Oceans also includes a deeper environmental message concerning the disappearing wonders of the sea.
The Scorecard
Comparing two documentaries on different subjects is not without its challenges. Both films spotlight animals that most people never see up close, outside of zoos. Both films include stunning cinematography — and on this point Oceans wins merely on the basis of wonder and variety. And both films include an environmental message, although that message is much more subtle in African Cats.
The difference in the two films comes in the storytelling. Oceans gives us vignettes of many types of marine life: fish and mammals, as well as birds and reptiles. The story is a global one, that emphasizes the interconnectedness of all ocean life.
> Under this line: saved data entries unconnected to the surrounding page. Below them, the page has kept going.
PR #685, opened 2021-02-01
(maint) Allow VANAGON_USE_MIRROR to recognize `false`

stahnma:
Previous the VANAGON_USE_MIRROR env variable only recoginzied `n`. This
seems counter intuitive, so I've added a small adjustment to have it
also recognize `false`.

### DIFF
--- a/lib/vanagon/component.rb
+++ b/lib/vanagon/component.rb
@@ -305,7 +305,7 @@ class Vanagon
     def get_source(workdir) # rubocop:disable Metrics/AbcSize, Metrics/PerceivedComplexity
       opts = options.merge({ workdir: workdir })
       if url || !mirrors.empty?
-        if ENV['VANAGON_USE_MIRRORS'] == 'n'
+        if ENV['VANAGON_USE_MIRRORS'] == 'n' or ENV['VANAGON_USE_MIRRORS'] == 'false'
           fetch_url(opts)
         else
           fetch_mirrors(opts) || fetch_url(opts)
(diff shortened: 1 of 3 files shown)


lib/vanagon/component.rb
```diff
@@ -305,7 +305,7 @@ def deprecated_rewrite_url
     def get_source(workdir) # rubocop:disable Metrics/AbcSize, Metrics/PerceivedComplexity
       opts = options.merge({ workdir: workdir })
       if url || !mirrors.empty?
-        if ENV['VANAGON_USE_MIRRORS'] == 'n'
+        if ENV['VANAGON_USE_MIRRORS'] == 'n' or ENV['VANAGON_USE_MIRRORS'] == false
```
Sharpie, line 308: `false` needs to be quoted as environment variables are strings.

Sharpie (changes requested):

lib/vanagon/component.rb
e-gris: Maybe even?

```ruby
%w[ n no false ].include? ENV['VANAGON_USE_MIRRORS'].downcase
```

stahnma: Thanks @Sharpie. I was banging my head on that test failure for a bit. 

@e-gris That could be added. It involved a few more if statements since you can't downcase a nil object and show you have to check for that first. Not sure how important this is overall. It's not hard to add, but I also don't want to make this more complicated to follow for any future maintainers :)

jackie-kinsler (approved):

PR #690, opened 2021-04-13
(VANAGON-85) Move platform definitions into core vanagon.

jackie-kinsler:

### DIFF
--- a/lib/vanagon/platform/defaults/osx-10.14-x86_64.rb
+++ b/lib/vanagon/platform/defaults/osx-10.14-x86_64.rb
@@ -1,0 +1,22 @@
+platform "osx-10.14-x86_64" do |plat|
+  plat.servicetype 'launchd'
+  plat.servicedir '/Library/LaunchDaemons'
+  plat.codename "mojave"
+
+  plat.provision_with 'export HOMEBREW_NO_EMOJI=true'
+  plat.provision_with 'export HOMEBREW_VERBOSE=true'
+  plat.provision_with 'sudo dscl . -create /Users/test'
+  plat.provision_with 'sudo dscl . -create /Users/test UserShell /bin/bash'
+  plat.provision_with 'sudo dscl . -create /Users/test UniqueID 1001'
+  plat.provision_with 'sudo dscl . -create /Users/test PrimaryGroupID 1000'
+  plat.provision_with 'sudo dscl . -create /Users/test NFSHomeDirectory /Users/test'
+  plat.provision_with 'sudo dscl . -passwd /Users/test password'
+  plat.provision_with 'sudo dscl . -merge /Groups/admin GroupMembership test'
+  plat.provision_with 'echo "test ALL=(ALL:ALL) NOPASSWD: ALL" > /etc/sudoers.d/username'
+  plat.provision_with 'mkdir -p /etc/homebrew'
+  plat.provision_with 'cd /etc/homebrew'
+  plat.provision_with 'su test -c \'echo | /usr/bin/ruby -e "$(curl -fsSL https://raw.githubusercontent.com/Homebrew/install/master/install)"\''
+  plat.provision_with 'sudo chown -R test:admin /Users/test/'
+  plat.vmpooler_template 'osx-1014-x86_64'
+  plat.output_dir File.join('apple', '10.14', 'puppet6', 'x86_64')
+end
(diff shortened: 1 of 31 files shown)


lib/vanagon/platform/dsl.rb
```diff
@@ -85,6 +85,13 @@ def respond_to_missing?(method_name, include_private = false)
         method_name.to_s.start_with?('get_') || super
       end
 
+      def inherit_from_default(name = @name)
```
e-gris, line 88: Question: is there a use case where overriding `@name` is useful? Could we get away with this?:

```ruby
def inherit_from_default
  default_file = File.join(__dir__, "/defaults/#{@name}.rb")
  [etc ...]
```

lib/vanagon/platform/dsl.rb
```diff
@@ -85,6 +85,13 @@ def respond_to_missing?(method_name, include_private = false)
...
+        default_file = File.join(__dir__, "/defaults/#{name}.rb")
```
e-gris, line 89: `File.join` should be used consistently:

```ruby
default_file = File.join(__dir__, 'defaults', "#{name}.rb")
```

lib/vanagon/platform/defaults/osx-10.15-x86_64.rb
```diff
@@ -0,0 +1,22 @@
+platform "osx-10.15-x86_64" do |plat|
+  plat.servicetype 'launchd'
+  plat.servicedir '/Library/LaunchDaemons'
+  plat.codename "catalina"
+
+  plat.provision_with 'export HOMEBREW_NO_EMOJI=true'
+  plat.provision_with 'export HOMEBREW_VERBOSE=true'
```
e-gris, line 7: Quoting-style " vs. ' mismatch. 

I think throughout all the platform-defaults files we should adopt a consistent quoting style. I'm on the fence on which would be better:

-  The typical Ruby: use single-quotes except when you must use double-quotes for variable expansion.

OR:

- (like most of the files here already): always use double quotes.

The first follows good Ruby form but looks a little awkward/fussy inside these DSL files. The second is easy and may end up looking more readable.

e-gris (commented):
A short list of minor comments.

lib/vanagon/platform/dsl.rb
jackie-kinsler: I can't think of one, but I left it like that for flexibility. It'd be easy to modify it to your suggestion.

lib/vanagon/platform/defaults/osx-10.15-x86_64.rb
jackie-kinsler: I'll double quote everything for consistency/readability

lib/vanagon/platform/dsl.rb
e-gris: Yea, let's. I'm trying to gently nudge us more towards a prescriptive approach inside the RE codebase, removing flexibility as much as is sensible.

It's a tough call between trying to fend off unpredictability/weird corner cases and forbidding valid use.

e-gris (approved):

lib/vanagon/platform/defaults/osx-10.14-x86_64.rb
```diff
@@ -0,0 +1,22 @@
...
+  plat.provision_with "sudo dscl . -create /Users/test NFSHomeDirectory /Users/test"
+  plat.provision_with "sudo dscl . -passwd /Users/test password"
+  plat.provision_with "sudo dscl . -merge /Groups/admin GroupMembership test"
+  plat.provision_with "echo 'test ALL=(ALL:ALL) NOPASSWD: ALL' > /etc/sudoers.d/username"
+  plat.provision_with "mkdir -p /etc/homebrew"
+  plat.provision_with "cd /etc/homebrew"
+  plat.provision_with %Q(su test -c 'echo | /usr/bin/ruby -e "$(curl -fsSL https://raw.githubusercontent.com/Homebrew/install/master/install)"')
+  plat.provision_with "sudo chown -R test:admin /Users/test/"
+  plat.vmpooler_template "osx-1014-x86_64"
+  plat.output_dir File.join("apple", "10.14", "puppet6", "x86_64")
```
gimmyxd, line 21: @jackie-kinsler is this forgotten here? I do not see it for other os x platforms

PR #700, opened 2021-06-11
(PA-3755) add --extended-attributes on mac OS

gimmyxd:
`-E, --extended-attributes - copy extended attributes`
 This flag is needed because the code signature is
 stored as a xattr.

### DIFF
--- a/lib/vanagon/utilities/extra_files_signer.rb
+++ b/lib/vanagon/utilities/extra_files_signer.rb
@@ -19,11 +19,13 @@ class Vanagon
             remote_host = "#{project.signing_username}@#{project.signing_hostname}"
             remote_destination_path = "#{remote_host}:#{tempdir}"
             remote_file_location = "#{remote_host}:#{file_location}"
+            extra_flags = ''
+            extra_flags = '--extended-attributes' if project.platform.is_macos?
 
             commands += [
-              "rsync -e '#{Vanagon::Utilities.ssh_command}' --verbose --recursive --hard-links --links  --no-perms --no-owner --no-group #{local_source_path} #{remote_destination_path}",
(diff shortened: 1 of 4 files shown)


e-gris (approved):

ciprianbadescu (approved):

lib/vanagon/utilities/extra_files_signer.rb
```diff
@@ -19,11 +19,13 @@ def commands(project, mktemp, source_dir) # rubocop:disable Metrics/AbcSize
             remote_host = "#{project.signing_username}@#{project.signing_hostname}"
             remote_destination_path = "#{remote_host}:#{tempdir}"
             remote_file_location = "#{remote_host}:#{file_location}"
+            extra_flags = ''
```
GabrielNagy, line 22: I don't think this line is needed

gimmyxd: It is, for other platforms that use the signing DSL, like windows.

GabrielNagy: Yes, but assigning a variable like `abc = 'fgh' if something` will set the variable to nil if the condition is not satisfied, right? Tests still pass for me after removing this line.

gimmyxd: Yes that creates the `extra_flags` variable, I usually like to have a sane default, this keeps the code in concordance with other sides of Vanagon: https://github.com/puppetlabs/vanagon/blob/main/lib/vanagon/driver.rb#L132

GabrielNagy: :+1:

Meanwhile, African Cats tells a very small story. Focusing on two particular families, one cheetah and one lion, the film gives us a personal story. The narration anthropomorphizes the action of the big cats, giving the audience more reason to care about them. The narration implies certain characteristics to the animals, but these are not necessarily realistic. Saying that the lion Kali is “looking to expand his empire to the south of the river” is not necessarily true, but it makes for great storytelling.
What is true is how African Cats emotionally invests us in the action. We are drawn into the stories of two mothers and their cubs. We want them to do more than survive, we want to see them succeed in achieving their goals. We want them to be happy, healthy, and safe. Unfortunately, on the Savannah safety is not always possible. Bad things happen. And though the film leaves out some gruesome details, it’s clear that the wilderness runs on the Darwinian law “survival of the fittest.”
Oceans seems more intent on telling an environmental message. While this message seems especially appropriate because the film was released on Earth Day, it’s a bit overdone. By the time the film is finished, I felt I had been watching a public service announcement — not a film.
The Decision
For two great films so evenly matched, the decision comes down to one thing: storytelling. Oceans, for all its beauty, may help us connect to the ocean as a whole, but it fails to reach the emotional impact of a personal story. African Cats creates two simple stories. As I followed these stories to their inevitable conclusions, I was both saddened and pleased. I wanted to see Sita and Layla succeed as mothers, and in their own ways they both did.
African Cats wins the fight, and takes the title as Disneynature’s best release yet.